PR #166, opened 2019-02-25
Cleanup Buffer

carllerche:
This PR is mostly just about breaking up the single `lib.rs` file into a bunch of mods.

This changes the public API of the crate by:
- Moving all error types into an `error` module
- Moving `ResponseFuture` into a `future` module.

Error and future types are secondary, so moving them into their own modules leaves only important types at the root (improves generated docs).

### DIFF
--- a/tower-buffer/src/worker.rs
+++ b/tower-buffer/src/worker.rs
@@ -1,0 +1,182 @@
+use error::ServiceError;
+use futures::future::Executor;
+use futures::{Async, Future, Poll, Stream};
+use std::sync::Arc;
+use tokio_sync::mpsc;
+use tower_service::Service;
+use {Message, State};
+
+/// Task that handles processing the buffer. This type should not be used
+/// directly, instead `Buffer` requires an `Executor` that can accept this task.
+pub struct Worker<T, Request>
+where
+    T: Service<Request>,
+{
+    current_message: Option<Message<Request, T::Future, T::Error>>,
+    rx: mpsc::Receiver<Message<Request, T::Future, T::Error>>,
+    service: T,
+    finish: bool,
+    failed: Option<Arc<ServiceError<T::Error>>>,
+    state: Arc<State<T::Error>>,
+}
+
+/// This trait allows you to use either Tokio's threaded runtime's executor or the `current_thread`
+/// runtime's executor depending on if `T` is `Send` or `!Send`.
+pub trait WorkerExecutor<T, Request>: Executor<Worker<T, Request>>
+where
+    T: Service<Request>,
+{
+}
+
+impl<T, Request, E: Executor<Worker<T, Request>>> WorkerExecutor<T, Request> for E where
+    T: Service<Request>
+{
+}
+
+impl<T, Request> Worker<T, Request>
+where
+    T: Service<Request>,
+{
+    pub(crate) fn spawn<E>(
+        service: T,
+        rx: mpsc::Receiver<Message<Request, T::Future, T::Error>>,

_____

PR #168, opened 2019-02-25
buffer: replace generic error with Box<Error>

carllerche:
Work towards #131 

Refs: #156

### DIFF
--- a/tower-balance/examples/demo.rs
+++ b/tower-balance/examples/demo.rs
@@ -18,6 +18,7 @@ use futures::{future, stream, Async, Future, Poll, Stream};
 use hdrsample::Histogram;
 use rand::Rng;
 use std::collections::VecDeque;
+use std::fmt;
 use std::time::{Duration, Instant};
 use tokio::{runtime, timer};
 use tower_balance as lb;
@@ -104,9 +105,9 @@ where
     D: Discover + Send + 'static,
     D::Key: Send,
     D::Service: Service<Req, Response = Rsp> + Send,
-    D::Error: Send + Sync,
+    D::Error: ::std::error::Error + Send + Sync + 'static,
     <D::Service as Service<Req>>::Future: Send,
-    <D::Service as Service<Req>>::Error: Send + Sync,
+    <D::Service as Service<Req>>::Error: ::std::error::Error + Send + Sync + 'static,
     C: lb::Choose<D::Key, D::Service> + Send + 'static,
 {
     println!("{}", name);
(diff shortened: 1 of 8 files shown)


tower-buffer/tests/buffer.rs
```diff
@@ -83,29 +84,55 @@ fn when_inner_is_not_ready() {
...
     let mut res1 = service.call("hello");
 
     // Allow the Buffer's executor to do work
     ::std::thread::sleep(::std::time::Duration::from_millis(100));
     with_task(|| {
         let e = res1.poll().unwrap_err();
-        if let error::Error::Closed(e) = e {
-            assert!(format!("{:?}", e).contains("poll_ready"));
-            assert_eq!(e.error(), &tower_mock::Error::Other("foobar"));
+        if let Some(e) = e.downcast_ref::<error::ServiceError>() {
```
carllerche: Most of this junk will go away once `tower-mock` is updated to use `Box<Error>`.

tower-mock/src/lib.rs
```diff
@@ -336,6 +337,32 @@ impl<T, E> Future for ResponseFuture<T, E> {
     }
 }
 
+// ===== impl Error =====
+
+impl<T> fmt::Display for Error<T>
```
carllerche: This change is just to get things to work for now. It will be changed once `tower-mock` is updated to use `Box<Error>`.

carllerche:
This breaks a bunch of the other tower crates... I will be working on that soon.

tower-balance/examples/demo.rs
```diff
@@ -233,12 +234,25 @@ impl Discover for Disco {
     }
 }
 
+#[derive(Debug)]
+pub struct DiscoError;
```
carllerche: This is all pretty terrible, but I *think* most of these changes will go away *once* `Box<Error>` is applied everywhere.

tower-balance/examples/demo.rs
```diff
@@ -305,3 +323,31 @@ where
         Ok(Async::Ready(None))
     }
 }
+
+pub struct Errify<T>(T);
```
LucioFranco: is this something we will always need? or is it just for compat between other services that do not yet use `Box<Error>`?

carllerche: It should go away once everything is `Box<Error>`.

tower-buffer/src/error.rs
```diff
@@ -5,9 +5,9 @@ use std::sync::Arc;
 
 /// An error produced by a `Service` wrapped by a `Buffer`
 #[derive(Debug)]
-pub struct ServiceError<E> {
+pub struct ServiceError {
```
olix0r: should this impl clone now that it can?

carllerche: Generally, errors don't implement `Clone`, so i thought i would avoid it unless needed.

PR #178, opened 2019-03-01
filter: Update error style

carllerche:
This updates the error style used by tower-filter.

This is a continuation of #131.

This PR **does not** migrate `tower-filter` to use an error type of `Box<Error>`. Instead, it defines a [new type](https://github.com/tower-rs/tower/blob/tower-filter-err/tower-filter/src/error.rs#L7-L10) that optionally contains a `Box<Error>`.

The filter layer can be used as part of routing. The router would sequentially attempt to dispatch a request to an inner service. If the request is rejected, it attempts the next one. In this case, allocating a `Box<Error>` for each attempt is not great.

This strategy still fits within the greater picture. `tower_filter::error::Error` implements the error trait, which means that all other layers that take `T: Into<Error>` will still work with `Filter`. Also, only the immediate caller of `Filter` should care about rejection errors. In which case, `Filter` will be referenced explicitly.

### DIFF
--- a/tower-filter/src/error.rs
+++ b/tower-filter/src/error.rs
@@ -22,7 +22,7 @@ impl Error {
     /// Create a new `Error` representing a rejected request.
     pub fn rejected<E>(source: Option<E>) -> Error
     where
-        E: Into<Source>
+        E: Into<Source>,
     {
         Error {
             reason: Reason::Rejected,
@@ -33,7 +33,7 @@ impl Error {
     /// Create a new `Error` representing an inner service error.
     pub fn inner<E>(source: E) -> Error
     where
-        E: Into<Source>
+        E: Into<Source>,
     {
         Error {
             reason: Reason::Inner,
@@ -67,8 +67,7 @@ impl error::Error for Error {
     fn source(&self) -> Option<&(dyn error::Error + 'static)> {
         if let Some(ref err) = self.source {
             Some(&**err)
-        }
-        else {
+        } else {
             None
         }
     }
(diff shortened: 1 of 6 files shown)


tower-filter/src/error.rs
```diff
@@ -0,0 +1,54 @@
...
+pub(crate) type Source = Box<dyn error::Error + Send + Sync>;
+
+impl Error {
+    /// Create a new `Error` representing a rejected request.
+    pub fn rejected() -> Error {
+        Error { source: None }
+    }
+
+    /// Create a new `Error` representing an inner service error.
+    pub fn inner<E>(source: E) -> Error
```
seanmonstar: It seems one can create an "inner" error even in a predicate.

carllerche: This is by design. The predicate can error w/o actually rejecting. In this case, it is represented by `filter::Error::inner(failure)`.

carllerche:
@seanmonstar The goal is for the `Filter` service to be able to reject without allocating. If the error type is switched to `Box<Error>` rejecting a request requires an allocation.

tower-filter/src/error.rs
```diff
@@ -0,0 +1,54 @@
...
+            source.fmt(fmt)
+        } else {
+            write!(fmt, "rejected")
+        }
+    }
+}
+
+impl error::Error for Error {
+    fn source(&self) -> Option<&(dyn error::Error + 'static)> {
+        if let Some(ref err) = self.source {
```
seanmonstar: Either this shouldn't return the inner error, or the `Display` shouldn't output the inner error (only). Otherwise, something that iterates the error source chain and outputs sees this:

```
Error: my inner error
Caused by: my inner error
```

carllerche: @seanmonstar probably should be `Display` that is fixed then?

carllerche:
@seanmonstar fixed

_____

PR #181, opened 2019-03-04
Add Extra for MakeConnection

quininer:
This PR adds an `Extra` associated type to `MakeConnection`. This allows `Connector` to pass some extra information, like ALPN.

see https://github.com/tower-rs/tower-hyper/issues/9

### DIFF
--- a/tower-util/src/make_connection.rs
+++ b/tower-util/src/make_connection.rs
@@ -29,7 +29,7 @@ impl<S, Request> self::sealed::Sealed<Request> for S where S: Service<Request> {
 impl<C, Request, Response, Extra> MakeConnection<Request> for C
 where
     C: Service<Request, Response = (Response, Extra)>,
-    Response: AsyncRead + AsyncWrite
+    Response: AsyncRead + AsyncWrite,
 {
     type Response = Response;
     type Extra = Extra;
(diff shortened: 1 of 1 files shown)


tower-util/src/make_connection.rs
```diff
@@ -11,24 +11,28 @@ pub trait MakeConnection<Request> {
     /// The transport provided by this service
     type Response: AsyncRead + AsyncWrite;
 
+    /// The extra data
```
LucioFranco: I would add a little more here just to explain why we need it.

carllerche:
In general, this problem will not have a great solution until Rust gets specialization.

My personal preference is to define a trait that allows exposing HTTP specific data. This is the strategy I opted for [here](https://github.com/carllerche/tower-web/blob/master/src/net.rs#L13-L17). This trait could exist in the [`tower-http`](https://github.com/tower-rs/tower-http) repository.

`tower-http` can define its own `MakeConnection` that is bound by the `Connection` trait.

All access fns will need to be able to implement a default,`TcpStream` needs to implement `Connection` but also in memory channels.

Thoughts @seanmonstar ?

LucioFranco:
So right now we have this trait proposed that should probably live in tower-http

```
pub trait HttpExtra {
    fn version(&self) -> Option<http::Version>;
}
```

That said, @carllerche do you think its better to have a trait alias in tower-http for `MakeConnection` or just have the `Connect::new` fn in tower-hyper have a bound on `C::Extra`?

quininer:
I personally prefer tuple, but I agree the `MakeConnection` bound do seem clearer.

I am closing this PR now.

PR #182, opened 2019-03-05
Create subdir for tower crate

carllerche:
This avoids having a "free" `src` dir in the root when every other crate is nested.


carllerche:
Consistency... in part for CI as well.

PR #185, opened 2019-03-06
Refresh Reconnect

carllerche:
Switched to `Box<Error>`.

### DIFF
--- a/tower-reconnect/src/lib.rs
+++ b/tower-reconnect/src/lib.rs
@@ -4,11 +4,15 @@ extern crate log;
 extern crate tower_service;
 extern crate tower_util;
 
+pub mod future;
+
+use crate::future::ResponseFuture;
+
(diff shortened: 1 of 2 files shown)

_____

__REQUIRED ACTION__: List the lines of the records where "allows" occurs.

__WRITTEN SOLUTION__:
+/// This trait allows you to use either Tokio's threaded runtime's executor or the `current_thread`
This PR adds an `Extra` associated type to `MakeConnection`. This allows `Connector` to pass some extra information, like ALPN.
My personal preference is to define a trait that allows exposing HTTP specific data. This is the strategy I opted for [here](https://github.com/carllerche/tower-web/blob/master/src/net.rs#L13-L17). This trait could exist in the [`tower-http`](https://github.com/tower-rs/tower-http) repository.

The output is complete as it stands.